A few months ago, Vice Chancellor J. Travis Laster issued an interesting decision involving director inspection rights and the attorney-client privilege. Kalisman v. Friedman, 2013 Del. Ch. LEXIS 100 (April 17, 2013). Previously, I had posted on two California cases dealing with this issue. See When is a Director's Inspection Right Not Absolute? and Defining The Metes And Bounds Of A Director’s Absolute Right To Inspect.
Kalisman involved the efforts of a corporation to deny one of its directors access to information based on an assertion of the attorney-client privilege. In analyzing this claim, Vice Chancellor Laster described the director as a "joint client of the subpoenaed law firms". According to the decision, joint clients under Delaware law may not assert the privilege against one another. If California law were applied, I'm not certain that the same analysis would apply.
Under California law, a corporation is a person. Cal. Evid. Code § 175. A corporation's confidential communications with its attorney are protected by the attorney-client privilege. D.I. Chadbourne, Inc. v. Superior Court, 60 Cal.2d 723, 732 (1964). Moreover, the attorney's duty of loyalty is to the corporate entity: “In representing an organization, a member shall conform his or her representation to the concept that the client is the organization itself, acting through its highest authorized officer, employee, body, or constituent overseeing the particular engagement.” Cal. Rules Prof. Conduct, Rule 3-600(A). Thus, it seems to me that if California law were applied, the decision to assert the privilege would rest with a majority of the board or committee overseeing the engagement.
The fact that a majority of a board or a committee has the power to assert or waive the privilege does not answer the question of whether the assertion of the privilege defeats a director's "absolute" right of inspection under Corporations Code Section 1602. In Wolf v. CDS Devco, 185 Cal.App.4th 903 (2010), the Fourth District Court of Appeal observed that a director could be denied the right to inspect corporate documents based on the director’s “potential adversary status to [the corporation],” as illustrated by the inspection request. See also Tritek Telecom, Inc. v. Superior Court, 169 Cal. App. 4th 1385 (2009) (Director who makes inspection demand after filing a shareholder suit against the corporation has no right of inspection of attorney-client privileged documents generated in defense of the shareholder lawsuit.) In an unpublished opinion, the First District Court of Appeal rejected this limitation as “erroneous dicta” because “the [Wolf] court was discussing a former director’s lack of standing to inspect corporate documents, which made the director’s potentially adversarial posture irrelevant.” Quinn v. Aechelon Technology, 2011 Cal. App. Unpub. LEXIS 3024 (April 25, 2011).
If you are representing a Delaware corporation or director of a Delaware corporation, should you be concerned about California law? The answer is yes if the corporation either has its principal executive office in California or customarily holds meetings of its board in California.

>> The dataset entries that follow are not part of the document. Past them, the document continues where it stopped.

PR #67, opened 2020-05-21
feat(pkg): include optional service enabled as config property

maggieneterval:
We have (for now) decided to have whether or not an optional service is enabled be a property of any services that need that information, rather than service discovery information in spinnaker.yml. Let's translate canary.enabled into services.kayenta.enabled for the two services that need to communicate with Kayenta (Gate and Orca).


api/proto/config/service_enabled.proto
```diff
@@ -0,0 +1,9 @@
+syntax = "proto3";
+package proto.config;
+
+option go_package = "github.com/spinnaker/kleat/api/client/config";
+
+// Configuration for whether a particular microservice is enabled.
+message ServiceEnabled {
```
ezimanyi, line 7: Do we anticipate that this could ever have other information?  Or maybe you deliberately chose to include `Enabled` in the name to make it clear that this is not a place for service-discovery type information?

ezimanyi (approved):
💯 🥳 🥇 🎈

api/proto/config/service_enabled.proto
maggieneterval: Yeah, I wish there was a way to lock this proto so no other fields end up in here...definitely should only include `enabled`; if we feel like other stuff belongs in here I think we need to re-evaluate the entire approach of this even being part of individual service settings.

ezimanyi: Yup, makes sense! Probably overkill to add `reserved 2 to 536,870,911` to the message 😁 .

PR #7, opened 2017-06-13
Main pages are already translated

rizzopablo:
Hi, would you like to merge and publish the spanish translation? I'll finish remaining pages en a few days.
Regards

Pablo


r10s:
Thank you very much. I've just commited the request and I also will give you direct access to the repository, so that things get easier. 
Feel free still to created pull requests then, but you can also change things quicker if I'm not around.

PR #10, opened 2017-07-12
Portuguese features.md

luisfsr:
Translation of features.md into Portuguese.


r10s:
Added to `pt` - thank you very much :-) :+1:

PR #13, opened 2017-07-12
Portuguese translation to support.md

luisfsr:
As follows...


r10s:
Thanks, I add to to the `pt` directory in a few minutes.

PR #14, opened 2017-07-12
Portuguese translation of download.md

luisfsr:
As follows...


r10s:
Thanks. I add the translated file to the `pt` directory in a few minutes.

PR #19, opened 2017-07-22
Add initial italian language support

Claudinux:


r10s:
Grazie - thank you very much. I'll merge the pull request soon, I think the Changelog and delta-makes-chatting-better.md should not be translated and just be linked to the original pages.

PR #21, opened 2017-07-28
Changed defalut layout from DE to PT

luisfsr:


r10s:
Perfect - sorry, I forgot ...

PR #31, opened 2017-10-02
Add a new page by renaming an existing

haeckser:
I hope that works fine to add a new post.
Content is the hint to ANBOx for Linux users to use Delta Chat on Desktop


r10s:
Thank you very much - I've added you post by a [another commit](https://github.com/deltachat/deltachat-pages/commit/6ee94edb3d6f6cbba6208823d26e03086dcbeb5a) (renaming is no good idea as this would delete the older post)

PR #37, opened 2017-10-08
exchanged negatives, added autocrypt

testbird:


r10s:
Thank you very much :)

PR #45, opened 2017-10-21
Updated to follow the english version changes...

luisfsr:


Ampli-fier:
Oi! Desculpa aí!
I changed the german and the english layout of the featured.md file. I wanted to get closer to the slider content of the index.md files and to the slider inside the app. Unfortunately this did collide with your changes, it seems :-/

I might try to get help from a native speaker (english) to have a look at the feature.md that I just wrote. Or can you do that as well?

Muito obrigado!

luisfsr:
Yes, I can do it, but I'm not an English native speaker.
Personally, I think the text is good, I just wouldn't repeat the signal ":" twice in the same sentence and would use more connective words instead of the "-" signal.
One more thing: in the top side of the page we have a "why" and the first word in the body was also a "why". Now it's a "what" which is a bit strange. In my opinion we should maintain the use of "why" in the first sentence of the body...
Lastly, add me to your Delta Chat: luisfsr@gmai.com :)

Ampli-fier:
All valid points :)
I wanted to get rid of the question mark in the header line: "Why?" did not look appealing to me. So, as a 1st step I removed the "?" and kept the word in the page title (shown in browser tab). As a replacement for "Why" I came up with these ideas: "About" / "Features" / "Idea" / "Vision" / "Mission". I do not like to use "questions" in the header.

The _Contribute_ page also has a deviating sentence on top of the page: "How to support us". We could try to keep this all aligned.

In the bullet list I wanted to avoid dots to separate sentences, so I used "-". Actually the first bullet is not following the schema of all others:
- Feature name\: Sentence...

Should be changed as well ...

luisfsr:
I see the section "why" (if I'm not mistaken) as a deeper explanation of the "vision" and "features", with an even deeper explanation, at the bottom of the page (Delta makes chatting better), agretating one of the "missions" of DC - which would be, apart from easing the use of e-mail wiht cellphones, to bring real end-to-end encryption to everybody, thus making it possible to the average user to resist from bulk vigilance (right?). Maybe the word "features" would be the most comprehensive word, which would convene all of it. So I vote for "features". I agree with your observation about the section "contribute". I'd like to add that I see in several sites of chat apps an appeal to youthness and joy in chatting. Maybe that could be explored in the section "why / features"... What do you think?

Ampli-fier:
I fully agree.
Some weeks ago I created [this version](https://ampli-fier.github.io/deltachat-pages/en/features) with the _Header line_ as we both think makes the most sense (hopefully) :) Even the markdown file is called features.md.
In todays version of the "live" pages I tried to "sound straight by using short sentences and coming to the point" in the Features page. 
If you have an idea how to express the "joy in chatting", that would be great.

luisfsr:
Ideas come really easily, but when it comes into putting them in motion things get harder. I searched the web looking for two chat app sites (telegram and ICQ) and both have some similar approaches, but each one has its own essence. Telegram appeals to funny drawings filled with humor (e.g., a man sending a message by the bathroom, or the other one hiding his face with an anonymous mask, or the other using dynamite to destroy selfdestruct messages...); ICQ appeals to people talking about social occasions and so (which would be easier to recreate, apart from that bad tasting young ladies pics, which could be substituted by other images - like public domain pictures from old paintings or so)... I pretty much prefer the telegram approach, but for that it'd be necessary to hire a designer.
About the new proposed header, do you intend to change the texts by icons?

luisfsr:
P.S: Whatsapp site also appeals to social ocasions, they show a group conversation called "it's the weekend" in which someone sent a video of a child and people chattering around whit several emoticons and so... Well, those things pass the idea of joy. Maybe we could do something like that, but preserving the essence of Delta Chat.

Ampli-fier:
Björn is looking for a new design, see [this issue](https://github.com/deltachat/deltachat-android/issues/176).

So, based on the (possible) outcome, we could build newly designed pages.

I forgot to mention that the _Header_ I wanted to show you, was only visible when **not** using a smartphone.
The Icon-test was done to show Björn how it would look like on small devices (smartphones) - but he prefers to keep text version only.

So, at the moment the question is more how can we "pimp" the text.

r10s:
My idea is not to redesign the whole layout, pages or sth. like that, but only to replace the six graphics.

(however, of course, if there are issues with the current layout, we should fix it)

luisfsr:
I've visualized the desktop version of the headers and I liked.
About the pimping issue, maybe what could be done was to insert a cool image in the screenshot conversarion shown in DC. Maybe something related to beach, once the conversation is about it... Maybe change the person to person conversation and turn it into a group conversation. Other pimpings could be postponed to when Björn manages to hire the designer.

r10s:
Ahh, I see. Yes, the screenshot should definitely be updated. I just did not found the time up to now.

For anyone how's interested in experiments, here is the logo as a vector graphic (if it should be integrated to the screenshot again): [delta-v7-pathed.svg.zip](https://github.com/deltachat/deltachat-pages/files/1415306/delta-v7-pathed.svg.zip)

PR #48, opened 2017-11-12
Update help.md

haeckser:
Add installation via F-Droid store to migrate data instead of removing to linux on desktop


Ampli-fier:
Update help.md (en) - Use F-Droid in Anbox

PR #60, opened 2018-02-24
A few typo and consistency fixes

ujdhesa:


ujdhesa:
Here you are sq translations of the web pages. There are a few words (a couple of sentences in the changelog.md) untranslated and I’d be grateful if someone help a bit with them.

r10s:
thank you very much, i will add the language to the footer and to the automatic language selection in a subsequent commit. I think the standards.md and changes.md should not be translated - the latter to avoid new versions to be blocked and the former is just fine in english.

r10s:
@ujdhesa I've added an Albanian layout for the main menu and for the footer - can you please check/modify https://github.com/deltachat/deltachat-pages/blob/master/_layouts/default-sq.html

If you think that is okay, I will proudly add the new language to the footer and to the automatic selection.

Have a nice weekend :)

r10s:
NB: in between the pages are already available via https://delta.chat/sq/

ujdhesa:
Go ahead and push it in production. I’ll see it live and perhaps might need to translate the bits in the footer (Language and Copyright note).

Thank you!!!

r10s:
@ujdhesa okay, Albanian is live now :) the language should be selected based upon the browser language and can be selected manually in the footer (wondering what "sq" stands for).

One remark: Maybe the term "Imprint" in the footer and as the headline on the linked pages should be translated, too?

ujdhesa:
Ideally yes. But I haven’t seen a proper sq equivalent anywhere and I don not have any idea right now of what that could be in sq… That doesn’t influence the overall working of the site anyway… So I’m happy leaving it untranslated for now.

sq stands to Albanian as de stands to German. _Shqipëri_ is how albanians call their country, hence _shqip_ for the language => sq for a more consistent (IMO) locale name than al.

r10s:
okay  - and thanks for the explanation :)

Ampli-fier:
Hi folks, there is an "official" list of country codes on [Wikipedia](https://en.wikipedia.org/wiki/ISO_3166-1). According to this list, the abbreviation for Albania is **al**. Would you agree to change from sq to al?

ujdhesa:
sq is the correct code. Besides, it’s well established and largely used. So I don’t see why we should refrain using it.

r10s:
@Ampli-fier we're not using a _country_ code for the language subdirectory or for the list but the [ISO 639-1](https://en.wikipedia.org/wiki/List_of_ISO_639-1_codes) _language_ code, which is `sq` for Albanian. So, everything is correct :)

Ampli-fier:
**Of course** - No idea why I mixed this up ... :-/

r10s:
@Ampli-fier All these things are complicated enough to not worry about mixing things up here and there :)

PR #791, opened 2024-01-17
fix non-js download

r10s:
fixes #789 in case javascript is disabled


missytake (approved):
In lynx, I still see `boxes summary`, but lynx users are used to a lot of weird stuff :shrug:

r10s:
i added a commit that fixes the cursor for the expand link, and yes, lynx is probably still good enough :)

Cal. Corp. Code § 1602. See Havlicek v. Coast-to-Coast Analytic Servs., Inc., 39 Cal. App. 4th 1844 (1995) and my article, Court of Appeal Applies California Inspection Rights to Delaware Corporation, 17 CEB Cal. Bus. L. Rep. 168 (1996).
Another interesting question is what attorney-client privilege are we talking about in these cases? States define and apply the attorney-client privilege differently. If a director of a Delaware corporation asserts her right to inspect under California Corporations Code Section 1602 and the corporation asserts the privilege, is it the privilege as defined by California or Delaware?